Retype all of the records shown beneath this task, exactly as they stand.
*** Opening RECORDS FOR THIS EXERCISE ***
PR #8, opened 2016-11-29
Add Client type

Kegsay:
Manually tested with my open openid token and it works on matrix.org.

### DIFF
--- a/client.go
+++ b/client.go
@@ -38,7 +38,9 @@ func NewClient() *Client {
 				}
 				// Wrap a raw connection ourselves since tls.Dial defaults the SNI
 				conn := tls.Client(rawconn, &tls.Config{
-					ServerName:         "",
+					ServerName: "",
+					// TODO: We should be checking that the TLS certificate we see here matches
+					//       one of the allowed SHA-256 fingerprints for the server.
 					InsecureSkipVerify: true,
 				})
 				if err := conn.Handshake(); err != nil {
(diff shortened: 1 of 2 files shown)


client.go
```diff
@@ -0,0 +1,127 @@
...
+	err = fmt.Errorf("no address found for matrix host %v", host)
+	for _, addr := range dnsResult.Addrs {
+		u := makeHTTPSURL(r.URL, addr)
+		r.URL = &u
+		resp, err = f.transport.RoundTrip(r)
+		if err == nil {
+			return resp, nil
+		}
+	}
+	return nil, err
```
NegativeMjark: shouldn't the ``err = fmt.Errorf`` be here rather than before the for loop?

client.go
*** Closing RECORDS FOR THIS EXERCISE ***
== THE COMPLETED TASK ==
PR #8, opened 2016-11-29
Add Client type

Kegsay:
Manually tested with my open openid token and it works on matrix.org.

### DIFF
--- a/client.go
+++ b/client.go
@@ -38,7 +38,9 @@ func NewClient() *Client {
 				}
 				// Wrap a raw connection ourselves since tls.Dial defaults the SNI
 				conn := tls.Client(rawconn, &tls.Config{
-					ServerName:         "",
+					ServerName: "",
+					// TODO: We should be checking that the TLS certificate we see here matches
+					//       one of the allowed SHA-256 fingerprints for the server.
 					InsecureSkipVerify: true,
 				})
 				if err := conn.Handshake(); err != nil {
(diff shortened: 1 of 2 files shown)


client.go
```diff
@@ -0,0 +1,127 @@
...
+	err = fmt.Errorf("no address found for matrix host %v", host)
+	for _, addr := range dnsResult.Addrs {
+		u := makeHTTPSURL(r.URL, addr)
+		r.URL = &u
+		resp, err = f.transport.RoundTrip(r)
+		if err == nil {
+			return resp, nil
+		}
+	}
+	return nil, err
```
NegativeMjark: shouldn't the ``err = fmt.Errorf`` be here rather than before the for loop?

client.go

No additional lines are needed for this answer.